OS (e.g. Win10): Win10 PsychoPy version (e.g. 1.84.x): v2021.2.3 Standard Standalone? (y/n) If not then what?: y What are you trying to achieve?:
I’m building an adaptive (QUEST) staircase to assess contrast level for threshold perception (50% hit rate) of a line drawing.
What did you try to make it work?:
I am attaching screenshots of my task here:
What specifically went wrong when you tried that?:
No matter what I try, I get sawtooth results when I plot the intensity changes as a function of trial number.
Maybe I should specify step size? If so, how? Why do intensity changes jump so much in my staircase?
I am less familiar with viewing plotted QUEST intensities - so perhaps I am missing how you are expecting the output to look here (to me the jumping is fine as long as its converging towards a threshold and the stepsizes appear to be adaptively changing - which does lok ok to me there, unless it is the case that you know the upward jumps are not following incorrect responses - in which case that is weird). Could you share your psychopy file and conditions spreadsheet if possible?
Thanks for your reply!
The y-axis should actually be labeled “contrast” since that’s the variable name that I am calibrating using this staircase method.
I decreased my step size to 0.01, since my labmate suggested that a step size of 1 is too big if my contrast value range is between 0 and 1. Still, I get a “sawtooth”. One variable I am unsure about is “range”, since there’s a lot of online discussions about its usefulness in the psychopy quest staircase.
I’ll definitely look at questplus and see if there are other parameters I can play with!
After troubleshooting with my labmate, the issue was with the Weibull function parameters. Partially adapted from the PsychoPy staircase demo:
beta = 3.5
delta = 0.01 gamma = 0 (instead of 0.5; this got rid of the jagged fluctuations of my contrast changes with every step).
grain = 0.01
It turns out that gamma defines the false alarm rate (or, the chance of ‘success’ at an infinitely low stimulus strength). If I set gamma = 0, the jagged fluctuation disappears, because I have a false alarm rate of 0.

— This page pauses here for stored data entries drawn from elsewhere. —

PR #154, opened 2020-04-02
Method for bucket meta

elysium31:


storage/gcloud/aio/storage/storage.py
```diff
@@ -365,6 +365,21 @@ def _split_content_type(content_type: str) -> Tuple[str, str]:
         data: dict = await resp.json()
         return data
 
+    async def get_bucket_meta(self, bucket: str, *, params: dict = None,
```
TheKevJames, line 368: nit: could you please name this `get_bucket_metadata`? We use the full `metadata` name elsewhere on this class and it would be great to be consistent.

PR #157, opened 2020-04-14
fix(datastore): handle additional legacy date formats

snstanton:
I found one more corner case: datetimes with second resolution.


snstanton:
Can you bump the datastore version and push a release with this fix?

TheKevJames:
@snstanton done and released as v6.1.0 -- sorry, this completely slipped my mind!

Issue #162, opened 2020-05-12
Include offset and limit in Query repr even if they are 0


KevinGDialpad:
These should check for None instead:
https://github.com/talkiq/gcloud-aio/blob/abe2ea915c342df06b69d439b2138b270e574eeb/datastore/gcloud/aio/datastore/query.py#L87-L90

TheKevJames:
Solved in #164 and released as `gcloud-{aio,rest}-datastore==7.0.0`!

PR #164, opened 2020-05-13
fix(datastore): avoid mangling None queryvals

TheKevJames:
The Datastore API treats `None` and `0` differently for `offset` and
`limit` and sets a default of `None` -- this changeset ensures we aren't
overriding their defaults and can support both values as intended.

### DIFF
--- a/datastore/gcloud/aio/datastore/query.py
+++ b/datastore/gcloud/aio/datastore/query.py
@@ -1,6 +1,7 @@
 from typing import Any
 from typing import Dict
 from typing import List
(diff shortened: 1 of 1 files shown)


TheKevJames:
@KevinGDialpad this should solve #162 -- could you please verify it works for the use-case you were running into?

danadialpad:
> @KevinGDialpad this should solve #162 -- could you please verify it works for the use-case you were running into?

I verified it in our tests. Thanks for fixing!

Issue #184, opened 2020-07-30
get_distribution('gcloud-aio-storage').version call breaks cloud function


unovongalixor:
i've been using gcloud-aio-storage in a cloud function to handle parallel uploads with great success, but recently tried deploying and found the cloud function wouldn't deploy with gcloud-aio-storage as a dependency in requirements.txt.

you can verify this by attempting to deploy a hello world example with gcloud-aio-storage in the requirements file.

in my project i've vendorized gcloud-aio-storage and gcloud-aio-auth and hardcoded the versions in both of their __init__.py files

eddiedialpad:
Hello! We had the same problem -- there's a shared dependency between gcloud-aio-storage, and the internal google cloud function worker code -- we both require aiohttp -- who then requires yarl.

The yarl package got an update four days ago that's introduces a change in a function signature -- I'm in the process of making a PR to pin a good version of yarl here -- and also to message aiohttp and yarl about the incompatibility.

For now -- add this to your `requirements.txt` --

`yarl==1.4.2`

TheKevJames:
@unovongalixor the fix @eddiedialpad described should now be released in `gcloud-aio-auth==3.4.1`; updating should do the trick. Let us know if you find any other problems!

eddiedialpad:
@unovongalixor -- I'm planning to undo the yarl version pin in gcloud-aio shortly, since further reading revealed that it's Google Cloud Functions that has a version pin to 1.4.2 -- their doc here lists their version pins: https://cloud.google.com/functions/docs/writing/specifying-dependencies-python

PR #189, opened 2020-08-07
Revert "chore(deps): pin yarl for google cloud function compat (#185)"

eddiedialpad:
This reverts commit 099cb35ed1c074ac4b226ae73e923814ddc6c927.

We determined that the yarl incompatibility only affects Google Cloud Functions (GCF), and is known to be pinned there at 1.4.2 -- we recommend users who use GCF to pin according to their docs here: https://cloud.google.com/functions/docs/writing/specifying-dependencies-python

### DIFF
--- a/README.rst
+++ b/README.rst
@@ -26,6 +26,20 @@ Installation
 
     $ pip install --upgrade gcloud-{aio,rest}-{client_name}
 
+Compatibility
+-------------
+
+These libraries are used with Google projects. Here are notes on compatibility
+issues. While we cannot offer specific support for issues originating from
+other projects, we can point toward known resolutions.
+
+- Google Cloud Functions pins ``yarl``; ``gcloud-aio-*`` indirectly requires
+  ``yarl`` via ``aiohttp`` and an unpinned version of ``yarl`` can cause your
+  cloud functions to stop building. Please pin your requirements as described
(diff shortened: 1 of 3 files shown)


eddiedialpad:
Left a comment in https://github.com/talkiq/gcloud-aio/issues/184 -- to refer author to google cloud function docs re manual pinning yarl.

eddiedialpad:
I just added a brief blurb in the README.rst -- pls let me know if this belongs here + any editorial notes you have.

README.rst
```diff
@@ -26,6 +26,20 @@ Installation
 
     $ pip install --upgrade gcloud-{aio,rest}-{client_name}
 
+Compatibility
+-------------
+
+These libraries are used with Google projects. Here are notes on compatibility
```
harsh-dialpad, line 32: nit: `These libraries are used with Google projects.`
I don't think there is any need for this statement ~ its implied that these libraries work with GCP projects.

The blurb otherwise looks okay to me.

eddiedialpad:
Hello @TheKevJames -- it looks like upgrading the `python_version` for the `tester/pipcheck` steps in `circleci` allows the checks to run. Pls lemme know if the pinned version is OK (3.7.8) -- I based this version on the `tester` orb.

Issue #195, opened 2020-08-21
GCS download range


domZippilli:
GCS supports a Range header on object downloads. You can see this in the Google Cloud SDK's GCS download implementation [here](https://github.com/googleapis/python-storage/blob/master/google/cloud/storage/blob.py#L893), namely the `start` and `end` arguments.

This is useful for surgically downloading only a piece of a structured file, or more commonly doing multiple TCP streams for a download of a single large file.

It would be great to have this capability in gcloud-aio's download.

PR #200, opened 2020-08-29
Add header overrides to download function

domZippilli:
Addresses #195 and other cases (toggling gzip transcoding, for example) by allowing the caller to supply a dictionary of headers. These headers are applied over the default session headers.

With this update, users can download ranges as follows:

```
await client.download(bucket,
                      blob,
                      headers={"Range": f"bytes={start}-{end}"})
```

### DIFF
--- a/storage/gcloud/aio/storage/storage.py
+++ b/storage/gcloud/aio/storage/storage.py
@@ -149,9 +149,11 @@ class Storage:
         return data
 
     async def download(self, bucket: str, object_name: str, *,
+                       headers: dict = {},
                        timeout: int = 10,
                        session: Optional[Session] = None) -> bytes:
-        return await self._download(bucket, object_name, timeout=timeout,
+        return await self._download(bucket, object_name, 
+                                    override_headers=headers, timeout=timeout,
                                     params={'alt': 'media'}, session=session)
 
     async def download_to_filename(self, bucket: str, object_name: str,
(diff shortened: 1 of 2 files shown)


storage/gcloud/aio/storage/storage.py
```diff
@@ -149,9 +149,11 @@ async def delete(self, bucket: str, object_name: str, *,
         return data
 
     async def download(self, bucket: str, object_name: str, *,
+                       headers: dict = {},
```
TheKevJames, line 152: Please have the default here be `None`. Using a mutable object as a default value can lead to some [unexpected behaviour in Python](https://docs.python-guide.org/writing/gotchas/#mutable-default-arguments) and should generally be avoided.

TheKevJames (changes requested):
Thanks for the contribution! Overall, this looks good -- it'll be great to allow for custom header usage here :)

TheKevJames:
Fixed up and merged as 640a2dd3448294bb3ab5801f5328e7c2e7a64854. Will be included in `gcloud-*-storage==5.7.0`

domZippilli:
Thank you @TheKevJames! Shortly after making this PR, we had a baby that arrived a bit early and I've been on leave a while... I lost this in the inbox deluge while I was away.

TheKevJames:
No problem at all -- and congratulations!

PR #201, opened 2020-09-03
feat(gcloud-aio-pubsub): start migrate subscriber to aio, wrap Message, FlowControl, nix Scheduler

eddiedialpad:
Add a layer of indirection for Google's Message class (`google.cloud.pubsub_v1.subscriber.message.Message`) with (`gcloud.aio.pubsub.subscriber_message.Message`);

Provide our own FlowControl class

Try removing scheduler --

This allows us to change the implementation details of our Message without the user having to change their usage of it, so that migration to full gcloud-aio can proceed underneath.

FlowControl is just a named tuple, so implementing it here means the user can stop importing it from google-cloud.

Finally, the Scheduler argument doesn't really make sense if we're migrating to fully asyncio since it allows the user to submit a custom queue for retrieving messages -- something that really makes more sense in a multi-thread context.

Steps ...
• ✅ evaluate if this is ergonomic
• ✅ stage this lib so we can tell if I've gotten wrapping the callbacks correct
• ✅ stage this by injecting it into an app that uses the named Subscriber features.
• ✅ copy changes learned from injection staging, and stage here one more time using example code.

### DIFF
--- a/pubsub/gcloud/aio/pubsub/__init__.py
+++ b/pubsub/gcloud/aio/pubsub/__init__.py
@@ -4,7 +4,7 @@ __version__ = get_distribution('gcloud-aio-pubsub').version
 from gcloud.aio.pubsub.publisher_client import PublisherClient
 from gcloud.aio.pubsub.subscriber_client import SubscriberClient
 from gcloud.aio.pubsub.utils import PubsubMessage
-from gcloud.aio.pubsub.subscriber_message import FlowControl
+from gcloud.aio.pubsub.subscriber_client import FlowControl
 from gcloud.aio.pubsub.subscriber_message import SubscriberMessage
 
 
--- a/pubsub/gcloud/aio/pubsub/__init__.py
+++ b/pubsub/gcloud/aio/pubsub/__init__.py
@@ -4,8 +4,9 @@ __version__ = get_distribution('gcloud-aio-pubsub').version
 from gcloud.aio.pubsub.publisher_client import PublisherClient
 from gcloud.aio.pubsub.subscriber_client import SubscriberClient
 from gcloud.aio.pubsub.utils import PubsubMessage
-from gcloud.aio.pubsub.subscriber_message import Message
+from gcloud.aio.pubsub.subscriber_message import FlowControl
+from gcloud.aio.pubsub.subscriber_message import SubscriberMessage
 
 
-__all__ = ['__version__', 'PublisherClient', 'Message', 'PubsubMessage',
-           'SubscriberClient']
+__all__ = ['__version__', 'FlowControl', 'PublisherClient', 'PubsubMessage',
+           'SubscriberClient', 'SubscriberMessage']
--- a/pubsub/gcloud/aio/pubsub/__init__.py
+++ b/pubsub/gcloud/aio/pubsub/__init__.py
@@ -4,7 +4,8 @@ __version__ = get_distribution('gcloud-aio-pubsub').version
 from gcloud.aio.pubsub.publisher_client import PublisherClient
 from gcloud.aio.pubsub.subscriber_client import SubscriberClient
 from gcloud.aio.pubsub.utils import PubsubMessage
+from gcloud.aio.pubsub.subscriber_message import Message
 
 
-__all__ = ['__version__', 'PublisherClient', 'PubsubMessage',
+__all__ = ['__version__', 'PublisherClient', 'Message', 'PubsubMessage',
            'SubscriberClient']
--- a/pubsub/gcloud/aio/pubsub/subscriber_client.py
+++ b/pubsub/gcloud/aio/pubsub/subscriber_client.py
@@ -14,10 +14,12 @@ else:
 
     from google.api_core import exceptions
     from google.cloud import pubsub
-    from google.cloud.pubsub_v1.subscriber.message import Message
+    from google.cloud.pubsub_v1.subscriber.message import Message \
+        as GoogleMessage
     from google.cloud.pubsub_v1.subscriber.scheduler import Scheduler
     from google.cloud.pubsub_v1.types import FlowControl
 
+    from .message import Message
     from .utils import convert_google_future_to_concurrent_future
 
 
@@ -101,9 +103,10 @@ else:
 
         def _wrap_callback(self,
                            callback: Callable[[Message], None]
-                           ) -> Callable[[Message], None]:
+                           ) -> Callable[[GoogleMessage], None]:
             """Schedule callback to be called from the event loop"""
             def _callback_wrapper(message: Message) -> None:
-                asyncio.run_coroutine_threadsafe(callback(message), self.loop)
+                asyncio.run_coroutine_threadsafe(
+                    callback(message.google_message), self.loop)
 
             return _callback_wrapper
--- a/pubsub/gcloud/aio/pubsub/subscriber_client.py
+++ b/pubsub/gcloud/aio/pubsub/subscriber_client.py
@@ -25,12 +25,13 @@ else:
     from .utils import convert_google_future_to_concurrent_future
 
 
-    class FlowControl:
+    class FlowControl(tuple):
         def __init__(self,
                      max_bytes: int = 100 * 1024 * 1024,
                      max_messages: int = 1000,
                      max_lease_duration: int = 1 * 60 * 60,
                      max_duration_per_lease_extension: int = 0) -> None:
+            super().__init__()
             self.max_bytes = max_bytes
             self.max_messages = max_messages
             self.max_lease_duration = max_lease_duration
@@ -118,8 +119,9 @@ else:
                            callback: Callable[[SubscriberMessage], None]
                            ) -> Callable[[Message], None]:
             """Schedule callback to be called from the event loop"""
-            def _callback_wrapper(message: SubscriberMessage) -> None:
+            def _callback_wrapper(message: Message) -> None:
                 asyncio.run_coroutine_threadsafe(
-                    callback(message.google_message), self.loop)
+                    callback(SubscriberMessage.from_google_cloud(message)),
+                    self.loop)
 
             return _callback_wrapper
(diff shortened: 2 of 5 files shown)


pubsub/gcloud/aio/pubsub/__init__.py
```diff
@@ -4,7 +4,8 @@
 from gcloud.aio.pubsub.publisher_client import PublisherClient
 from gcloud.aio.pubsub.subscriber_client import SubscriberClient
 from gcloud.aio.pubsub.utils import PubsubMessage
+from gcloud.aio.pubsub.subscriber_message import Message
 
 
-__all__ = ['__version__', 'PublisherClient', 'PubsubMessage',
+__all__ = ['__version__', 'PublisherClient', 'Message', 'PubsubMessage',
```
TheKevJames, line 10: I wonder if we could reuse/augment the existing `PubsubMessage`? Or maybe that's getting ahead of ourselves at this point?

Perhaps `SubscriberMessage` might be more clear for now?

pubsub/gcloud/aio/pubsub/subscriber_client.py
```diff
@@ -61,8 +61,7 @@ def subscribe(self,
             sub_keepalive: asyncio.Future = self._subscriber.subscribe(
                 subscription,
                 self._wrap_callback(callback),
-                flow_control=flow_control,
-                scheduler=scheduler
+                flow_control=flow_control
```
TheKevJames, line 64: Why the removed arg?

eddiedialpad: If we're migrating to a fully asyncio version of this, that means that the scheduler doesn't make sense here anymore. At its core, this creates a thread which manages a queue to process messages; we'll be using the asyncio event loop for that functionality instead. The user would thus choose a different event loop long before they'd touch our constructors.

pubsub/gcloud/aio/pubsub/__init__.py
eddiedialpad: Note to self: check if this is semantically the same message class as per google cloud API.

eddiedialpad:
Okay, I staged this using our staging environment with a temporary pubsub subscription -- I discovered my wrapping for the Google Cloud Message type was inside-out [fixed], and that FlowControl needs to be iterable [fixed].

pubsub/gcloud/aio/pubsub/subscriber_client.py
```diff
@@ -15,12 +20,30 @@ def __init__(self, **kwargs) -> None:
...
+        def __init__(self,
+                     max_bytes: int = 100 * 1024 * 1024,
+                     max_messages: int = 1000,
+                     max_lease_duration: int = 1 * 60 * 60,
+                     max_duration_per_lease_extension: int = 0) -> None:
+            self.max_bytes = max_bytes
+            self.max_messages = max_messages
+            self.max_lease_duration = max_lease_duration
+            self.max_duration_per_lease_extension = (
+                max_duration_per_lease_extension)
```
jonathan-johnston, line 38: Could you add a bit of documentation to describe each of the fields briefly?

pubsub/gcloud/aio/pubsub/subscriber_client.py
```diff
@@ -15,12 +20,30 @@ def __init__(self, **kwargs) -> None:
...
     from google.cloud import pubsub
     from google.cloud.pubsub_v1.subscriber.message import Message
-    from google.cloud.pubsub_v1.subscriber.scheduler import Scheduler
-    from google.cloud.pubsub_v1.types import FlowControl
 
+    from .subscriber_message import SubscriberMessage
     from .utils import convert_google_future_to_concurrent_future
 
 
+    class FlowControl():
```
jonathan-johnston, line 28: You don't need the `()` here.

jonathan-johnston (approved):
Overall this looks great, @eddiedialpad! I would like to see if @TheKevJames has any other comments on this as well as see how this integrates into our workflow. I noticed that you've already done some testing on this front that I'd love to see!

pubsub/gcloud/aio/pubsub/subscriber_client.py
TheKevJames: Agreed -- might be nice to link to the Google code for this class, at least, since IIRC they have some light docs on the meaning of each of these fields inline.

pubsub/gcloud/aio/pubsub/subscriber_client.py
```diff
@@ -15,12 +20,30 @@ def __init__(self, **kwargs) -> None:
...
+                     max_messages: int = 1000,
+                     max_lease_duration: int = 1 * 60 * 60,
+                     max_duration_per_lease_extension: int = 0) -> None:
+            self.max_bytes = max_bytes
+            self.max_messages = max_messages
+            self.max_lease_duration = max_lease_duration
+            self.max_duration_per_lease_extension = (
+                max_duration_per_lease_extension)
+
+        def __getitem__(self, index: int):
```
TheKevJames, line 40: Is this a feature we're using and/or want to expose? This seems a bit instructable to me, eg. perhaps it's something which the Google FlowControl construct accidentally exposes rather than an intentional part of the API?

Fine to keep it in as a transition, if we need it to help migrate towards doing this ourselves, but otherwise probably best to stick with a more clear access-by-name interface.

TheKevJames (approved):
Also agreed with Jon's outstanding comments!

eddiedialpad:
> Overall this looks great, @eddiedialpad! I would like to see if @TheKevJames has any other comments on this as well as see how this integrates into our workflow. I noticed that you've already done some testing on this front that I'd love to see!

Hai Jon! Okay -- so I _think_ the easiest way to do this is for me to make another draft branch that contains my test driver code? Lemme try that.

eddiedialpad:
Okay, so this was my test code -- 

```
import json
import random
from typing import Any
from typing import Dict
from typing import Optional
from typing import List
from typing import Tuple

from gcloud.aio.pubsub.subscriber_client import SubscriberClient
from gcloud.aio.pubsub.subscriber_client import FlowControl
from gcloud.aio.pubsub.subscriber_message import SubscriberMessage


def main():
    subscriber = SubscriberClient()
    async def super_awesome_callback(message: SubscriberMessage):
        print(
            message.publish_time.timestamp(),
            message.message_id,
            message.attributes,
            message.ordering_key,
            message.size,
            message.ack_id,
            message.delivery_attempt,
        )

        # What's up with this next block?!
        # - started as only message.ack()
        # - then added other pass thrus one-by-one
        # - so what you're seeing is a cumulation of a few iterations
        # - verified that nack() retrying a given message
        # - this ended up behaving the same as modify_ack_deadline(0)
        # - messages that go through .ack() adn .drop() do not reappear

        if random.random() < .1:
            message.modify_ack_deadline(0)
        message.ack() if random.random() < .8 else (
            message.nack() if random.random() < .5 else message.drop())

    future = subscriber.subscribe(
        STAGE_SUB,
        super_awesome_callback,
        flow_control=FlowControl(),
    )

    subscriber.run_forever(future)

if __name__ == '__main__':
    main()
```

eddiedialpad:
Okay -- injection into a real app succeeded. Need to wrap up here before merging and take care of the comments here.

pubsub/gcloud/aio/pubsub/__init__.py
eddiedialpad: Okay, so our implementation may eventually make these the same type.

However, a cursory look suggests that Google Cloud Pubsub _started off_ with publish-side and subscribe-side messages being the same type [from the protocol buffers], and eventually differentiated into different messages.

From the Publisher Client, the PubsubMessage protobuf wraps a binary blob with all the metadata needed to route it via gapic+gRPC -- https://github.com/googleapis/python-pubsub/blob/master/google/cloud/pubsub_v1/publisher/client.py#L357

From the Subscriber Client, the Subscriber.Message python object represents a parsed message, and makes it ready for user code to consume natively (blob -> attributes, data, meta) -- https://github.com/googleapis/python-pubsub/blob/master/google/cloud/pubsub_v1/subscriber/message.py#L53

Okay -- so, having said all of that -- _can we make both messages the same class?_ -- Maybe. But the similarity between the two may be an illusion. Really, they're symmetrical but have opposite orientations as the directionality converting either {python representation [or binary blob]} to|from {form compatible w gapic+gRPC|aiohttp+REST} matters.

Hmm ... however, having a symmetrical message class could also mean we would be able to use all the utilities to construct+parse messages into+outof either Python or API form ... which I suppose could serve some _retrying_ usecases [eg publish failure? np, poke inside message object, proofread+edit, publish again] and is _more functionality than is supported by native Google Cloud API_ ...

(However going from subscriber message blob -> blob for resubmission back into a topic would ofc be an anti-pattern heeh.)

Okay -- answer _for this PR_ -- no, let's not do that right now.

In future: I think _we literally have a deadlettering usecase_ that _might benefit_ from a symmetrical message class (I say "might" because we're nacking subscriber messages due to a downstream failure -- rather than some failure within the current app, so we're actually on the wrong side of the retry here). Let's take a look at how much more we can do with the existing deadlettering facilities, as well as bearing symmetrical messages in mind, as we work through our stack (deferred decision).

pubsub/gcloud/aio/pubsub/subscriber_client.py
eddiedialpad: Okay -- so -- I think _not wrapping_ Google's class is more problematic than just wrapping it -- so my solution here is twofold: (1) wrap the class with a local passthru; (2) link to the docs for the valid fields; (3) as a convenience, list the valid fields and default values;

pubsub/gcloud/aio/pubsub/subscriber_client.py
eddiedialpad: Hah, sorry -- this is to obey the python - collections - sequence - interface _just enough_ that all expectations for what constitutes a tuple can be satisfied.

TheKevJames (approved):

eddiedialpad:
Okay, I'll leave it to y'all to deploy this changeset then :D

jonathan-johnston:
Will do @eddiedialpad! I'll do the rollout + release notes

Issue #206, opened 2020-09-17
AsyncGenerator support in storage upload


langma:
It would be great if the upload could consume an AsyncGenerator as the `stream` for upload body. It seems that in https://github.com/talkiq/gcloud-aio/blob/master/storage/gcloud/aio/storage/storage.py#L250 there is explicit check that the uploaded body (stream) must be of type `io.IOBase`. 

At least `aiohttp` will accept an AsyncGenerator out of the box, so the change would not be that big, but there might be an issue with `requests` though. Could this be circumvented with something?

My actual use case is that I'm reading a byte stream from a socket and I need to upload that stream as a file to GCS. The current implementation would require either a tempfile, or `BytesIO` in memory. It would be nice if the buffering would be handled by the network stack.

TheKevJames:
We'd definitely be open to accepting a PR implementing this suggestion! I suspect we'd need to ensure that the `requests` version of this library strips out the relevant check -- might require a change to the `py3to2` code generation.

PR #207, opened 2020-09-18
feat(storage): add support for generators for upload body

langma:
Add explicit support for generators, async and sync, to support other than
existing IOBase or file upload sources.

Fixes https://github.com/talkiq/gcloud-aio/issues/206


langma:
I tried it locally and can say that the `async` version is behaving like I thought, allowing me to remove the boilerplate buffering code. However, I haven't tried with the REST version (although requests should also accept a Generator body). Also, I'm using python 3.8 and cannot easily test older versions.

PR #208, opened 2020-09-22
chore(pubsub): bump version

jonathan-johnston:
Major version bump for backwards incompatible change https://github.com/talkiq/gcloud-aio/pull/201.


egalpin (approved):
boom goes the dynamite, as they say.

PR #209, opened 2020-09-22
chore(pubsub): update docs and FlowControl

jonathan-johnston:
I noticed that our docs on the `SubscriberClient` and `FlowControl` were out of date with the version of `google-cloud-pubsub` we are now using. I updated them to reflect the state of internals of `google-cloud-pubsub==1.7.0` (the version we are on) after digging through its source.

In addition, I noticed that the examples use `f = FlowControl(); f.max_messages` and such types of property lookups which our version of `FlowControl` doesn't have so I updated it to make the docs easy to follow.

### DIFF
--- a/pubsub/README.rst
+++ b/pubsub/README.rst
@@ -76,7 +76,7 @@ find in the `official Google documentation`_.
 Since the underlying Google implementation of ``Scheduler`` only allows for the
 concrete ``ThreadScheduler`` which is also the default, we have opted not to
 expose this configuration option. Additionally, we would like to fully
-deprecate said Google implementation in favour of a fully `asyncio`
+deprecate said Google implementation in favour of a fully ``asyncio``
 implementation which uses the event loop as the scheduler.
 
 When subscribing to a subscription you can optionally pass in a ``FlowControl``
--- a/pubsub/README.rst
+++ b/pubsub/README.rst
@@ -38,13 +38,15 @@ Here's the rough usage pattern for subscribing:
 .. code-block:: python
 
     from gcloud.aio.pubsub import SubscriberClient
-    from google.cloud.pubsub_v1.subscriber.message import Message
+    from gcloud.aio.pubsub import SubscriberMessage
 
     client = SubscriberClient()
     # create subscription if it doesn't already exist
-    client.create_subscription('subscription_name', 'topic_name')
+    client.create_subscription(
+        'projects/<project_name>/subscriptions/<subscription_name>',
+        'projects/<project_name>/topics/<topic_name>')
 
-    async def message_callback(message: Message) -> None:
+    async def message_callback(message: SubscriberMessage) -> None:
         try:
             # just an example: process the message however you need to here...
             result = handle(message)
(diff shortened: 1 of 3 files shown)


pubsub/README.rst
```diff
@@ -65,102 +69,96 @@ Here's the rough usage pattern for subscribing:
...
-configuration arguments from the official pubsub client which you can find in
-the `official Google documentation`_.
+Our create_subscription method is a thin wrapper and thus supports almost all
+keyword configuration arguments from the official pubsub client which you can
+find in the `official Google documentation`_.
+
+Since the underlying Google implementation of ``Scheduler`` only allows for the
+concrete ``ThreadScheduler`` which is also the default, we have opted not to
+expose this configuration option. Additionally, we would like to fully
+deprecate said Google implementation in favour of a fully `asyncio`
```
TheKevJames, line 79: two backticks around `asyncio` (one backtick implies link/ref, two backticks is shorthand for `:code:`)

pubsub/gcloud/aio/pubsub/subscriber_client.py
```diff
@@ -43,9 +43,28 @@ def __init__(self, *args: List[Any], **kwargs: Dict[str, Any]) -> None:
             """
             self._flow_control = _FlowControl(*args, **kwargs)
 
+        def __repr__(self) -> str:
+            return self._flow_control.__repr__()
+
         def __getitem__(self, index: int) -> int:
             return self._flow_control[index]
 
+        @property
```
TheKevJames, line 52: Alternative option: dynamically generate these with `__getattr__`. 
```python
>>> class Foo:
...     def __init__(self, x):
...           self._x = x
...     def __getattr__(self, y):
...          return self._x[y]
...
>>> Foo({'a':42}).a
42
```
(or in this case, the body of `__getattr__` would `return getattr(self._flow_control, y)`)

TheKevJames (approved):
LGTM after backtick fix

pubsub/README.rst
jonathan-johnston: Oops, this was just force of habit in Slack! Good catch.

pubsub/gcloud/aio/pubsub/subscriber_client.py
jonathan-johnston: I thought about doing this but (1) RIP type hints and (2) we are pinned to <2.0.0 so our interface shouldn't change in a breaking way. I'm happy doing it like `__getattr__` regardless though. Thoughts?

jonathan-johnston: I made the changes here to use `__getattr__` and added a unit test, but I hadn't realized that with this setup we get `pylint` errors on `FlowControl` in the form of `Instance of 'FlowControl' has no 'max_messages' member (no-member)` for each attribute. But with a toy example which _should_ be identical this error doesn't crop up. Okay this is very weird.

jonathan-johnston: Okay, this is just because `pylint` was only looking at the first definition of `FlowControl` which resides within `if BUILD_GCLOUD_REST:` which of course is unimplemented and has no `__getattr__` method.

jonathan-johnston: LMK if this looks reasonable!

TheKevJames: Yeah, I really like this approach -- delegating absolutely everything to the parent given this is a pass through class makes a lot of sense to me!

So, is this much fluctuation in the last 10 trials of the staircase inherently bad? This looks like I need to do some more reading and understanding of the Weibull function. I’m not sure which would be optimal for my task, yet. If this is helpful to anyone, gamma = 0 parameter is based on advice from this paper: https://link.springer.com/content/pdf/10.3758/BF03201438.pdf (Harvey 1986).
I’ve been trying to make a similar experiment work for me but am unsuccessful. If you don’t mind, could you send me your psyexp file? I would really appreciate it!